The enlightened have agreed for well over a century that it would take a world government to avert war. When the Cold War marked the end of the large scale conflicts that had served as the basis for a move toward world government before, global environmentalism stepped into its place. The argument stayed the same. The irresponsibility of individuals and governments that made war and environmental abuse possible demanded a larger solution. A global covenant of wiser minds who would sign treaties and use international law to restrain the greed and selfish impulses of individual states.
But the global solution has always suffered from a marked lack of public enthusiasm. And with the second and third revolutions running out of steam, the time is also running out to implement it. Reasonable people all agree that we need it, but like Al Gore lecturing on tidal flows, they are unable to stir up much enthusiasm for the cause.
The first revolution has been irrelevant since the 19th century. The second and third revolutions have a mixed track record. And the third revolution has undermined the second. There is no constituency for a fourth revolution outside the ranks of its organizers. There are no violent mobs to demand it. And it would completely destroy the achievements of the second revolution by creating mass poverty. Which would also destroy the third revolution, if the third revolution doesn’t do that on its own.
The slow rise to power depended on a world community as its final goal, but the end of colonization, the fall of the Soviet Union and the rise of new mercantile states in non-Western countries, has thrown the old European model out the window. While the EU clunks along, as the embodiment of what some 19th century European academics and politicians once envisioned as a major achievement for humanity, the rest of the world is caught in a power struggle.
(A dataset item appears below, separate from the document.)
PR #203, opened 2026-08-21
Write and read annotations in legacy .skp: linear dimensions and leader texts

tuxiasumari:
Follow-up to #194/#199, adding **annotation support to both sides of the legacy pipeline**: `create.SkpBuilder` gains `add_dimension()` and `add_text()`, and the reader now surfaces dimension geometry and text anchors on the model (`SkpModel.dimensions`, `TextEntity.point` / `label_point`).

And the only world government they will accept is theirs.
The left had succeeded in bringing down the West, all the while failing to realize that it is part of an intellectual tradition that will die with the Western world. Its plans for world government are of little interest to aspiring Chinese and Islamic empires. And all they can do now is cling bitterly to power in the West, while accepting new models internationally and domestically, that remove their notions of law , equality and human rights from the table. Their rule is a shadow over the liberty of the free world.
“‘Here I have chosen my abode and will establish it forever,’ I have not forgotten the notes of this little passage, but can repeat them as accurately as I had heard them only yesterday. Good God! with what emphasis should I utter them now in America!” wrote Madame Roland. Today some Europeans still continue to flee here in search of freedom. Whether it’s freedom from political and religious persecution or simply in search of a freer society. But America is besieged by the same forces that Europe is. Its walls are stronger, its people are more insulated and resistant, but if a siege is persistent enough, then the walls sooner or later fall.
On ascending the steps to the guillotine, Madame Roland said, “Oh Liberty, what crimes are committed in thy name!” It could just as easily apply to the left today, which promises liberty through equality, but delivers only tyranny through bureaucracy.